Segment Start: Listed records

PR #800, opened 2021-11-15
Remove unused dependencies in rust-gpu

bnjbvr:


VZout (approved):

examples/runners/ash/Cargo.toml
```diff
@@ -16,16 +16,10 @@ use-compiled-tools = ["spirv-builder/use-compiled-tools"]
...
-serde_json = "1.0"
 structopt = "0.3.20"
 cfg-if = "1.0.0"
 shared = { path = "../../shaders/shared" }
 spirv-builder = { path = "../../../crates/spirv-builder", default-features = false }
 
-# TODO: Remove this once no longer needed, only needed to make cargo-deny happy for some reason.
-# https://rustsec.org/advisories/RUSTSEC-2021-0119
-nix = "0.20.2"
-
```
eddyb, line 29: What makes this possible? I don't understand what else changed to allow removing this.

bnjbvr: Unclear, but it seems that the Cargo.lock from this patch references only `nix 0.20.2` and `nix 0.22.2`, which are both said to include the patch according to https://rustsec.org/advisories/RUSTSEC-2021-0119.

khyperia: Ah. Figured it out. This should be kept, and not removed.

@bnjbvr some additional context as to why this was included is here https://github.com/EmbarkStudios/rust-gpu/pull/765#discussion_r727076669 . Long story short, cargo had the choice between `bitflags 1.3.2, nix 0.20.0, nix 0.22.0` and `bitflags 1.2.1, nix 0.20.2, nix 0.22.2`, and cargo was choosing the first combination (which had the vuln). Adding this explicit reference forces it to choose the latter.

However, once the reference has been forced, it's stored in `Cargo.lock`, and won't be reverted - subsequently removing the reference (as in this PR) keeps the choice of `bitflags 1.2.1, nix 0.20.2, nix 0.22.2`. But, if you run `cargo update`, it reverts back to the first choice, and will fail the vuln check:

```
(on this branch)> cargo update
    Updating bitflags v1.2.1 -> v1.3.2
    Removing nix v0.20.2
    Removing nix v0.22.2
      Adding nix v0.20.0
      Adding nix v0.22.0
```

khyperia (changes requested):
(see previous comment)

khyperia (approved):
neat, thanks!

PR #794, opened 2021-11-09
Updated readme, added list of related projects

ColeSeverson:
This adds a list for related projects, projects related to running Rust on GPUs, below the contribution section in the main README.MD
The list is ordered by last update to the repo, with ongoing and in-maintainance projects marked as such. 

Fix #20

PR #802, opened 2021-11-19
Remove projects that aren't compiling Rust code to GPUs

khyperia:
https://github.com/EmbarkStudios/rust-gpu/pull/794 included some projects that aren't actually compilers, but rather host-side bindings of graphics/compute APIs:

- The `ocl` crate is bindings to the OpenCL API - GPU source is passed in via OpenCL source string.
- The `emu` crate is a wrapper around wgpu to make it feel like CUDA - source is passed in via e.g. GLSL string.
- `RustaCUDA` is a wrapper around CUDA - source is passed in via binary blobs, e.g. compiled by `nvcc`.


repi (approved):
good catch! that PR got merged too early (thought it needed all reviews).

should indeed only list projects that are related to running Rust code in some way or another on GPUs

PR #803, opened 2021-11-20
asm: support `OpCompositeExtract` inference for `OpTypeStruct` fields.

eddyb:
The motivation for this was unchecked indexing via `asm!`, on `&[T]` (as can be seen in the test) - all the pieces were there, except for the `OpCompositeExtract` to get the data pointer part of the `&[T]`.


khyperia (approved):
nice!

Segment End: Listed records
Segment Start: Listed records

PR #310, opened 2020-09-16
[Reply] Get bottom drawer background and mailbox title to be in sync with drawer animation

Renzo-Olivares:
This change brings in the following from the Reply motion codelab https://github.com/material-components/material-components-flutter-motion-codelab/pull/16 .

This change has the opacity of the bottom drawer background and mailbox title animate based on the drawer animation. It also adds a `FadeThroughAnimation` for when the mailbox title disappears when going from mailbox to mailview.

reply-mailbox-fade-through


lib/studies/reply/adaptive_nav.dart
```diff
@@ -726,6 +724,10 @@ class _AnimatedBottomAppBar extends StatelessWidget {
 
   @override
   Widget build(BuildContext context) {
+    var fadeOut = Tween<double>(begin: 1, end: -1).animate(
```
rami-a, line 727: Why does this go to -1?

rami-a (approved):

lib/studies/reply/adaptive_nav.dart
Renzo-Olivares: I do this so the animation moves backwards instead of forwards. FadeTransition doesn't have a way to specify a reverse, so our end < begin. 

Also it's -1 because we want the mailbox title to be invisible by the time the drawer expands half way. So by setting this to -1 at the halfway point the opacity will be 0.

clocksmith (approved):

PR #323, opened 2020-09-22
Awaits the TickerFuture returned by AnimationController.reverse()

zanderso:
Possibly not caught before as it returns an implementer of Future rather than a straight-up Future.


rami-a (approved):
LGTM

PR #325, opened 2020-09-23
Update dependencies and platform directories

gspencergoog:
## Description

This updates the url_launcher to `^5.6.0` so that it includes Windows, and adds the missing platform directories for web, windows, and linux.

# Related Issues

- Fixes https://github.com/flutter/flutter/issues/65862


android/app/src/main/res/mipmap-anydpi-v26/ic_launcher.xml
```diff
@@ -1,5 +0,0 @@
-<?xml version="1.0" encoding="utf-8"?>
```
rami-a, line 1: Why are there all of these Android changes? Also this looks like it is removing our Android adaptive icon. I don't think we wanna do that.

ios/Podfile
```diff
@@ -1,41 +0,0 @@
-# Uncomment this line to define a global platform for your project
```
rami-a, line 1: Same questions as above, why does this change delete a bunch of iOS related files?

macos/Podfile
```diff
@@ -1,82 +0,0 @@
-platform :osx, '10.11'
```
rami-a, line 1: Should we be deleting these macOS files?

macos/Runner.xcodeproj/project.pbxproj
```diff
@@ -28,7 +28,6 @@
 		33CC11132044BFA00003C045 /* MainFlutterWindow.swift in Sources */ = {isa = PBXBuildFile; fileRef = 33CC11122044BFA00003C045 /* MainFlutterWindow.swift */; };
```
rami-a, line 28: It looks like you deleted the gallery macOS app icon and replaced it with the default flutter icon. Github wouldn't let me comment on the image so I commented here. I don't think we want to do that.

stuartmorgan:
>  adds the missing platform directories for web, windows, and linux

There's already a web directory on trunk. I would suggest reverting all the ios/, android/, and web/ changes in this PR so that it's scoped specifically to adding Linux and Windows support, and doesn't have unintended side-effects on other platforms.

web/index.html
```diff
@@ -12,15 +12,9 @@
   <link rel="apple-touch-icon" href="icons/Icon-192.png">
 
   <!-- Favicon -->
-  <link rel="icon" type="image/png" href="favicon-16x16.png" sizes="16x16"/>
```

Segment End: Listed records

Requirement: Look through the entries and return each line that has the word "files" in it.

Solution:
rami-a, line 1: Same questions as above, why does this change delete a bunch of iOS related files?
rami-a, line 1: Should we be deleting these macOS files?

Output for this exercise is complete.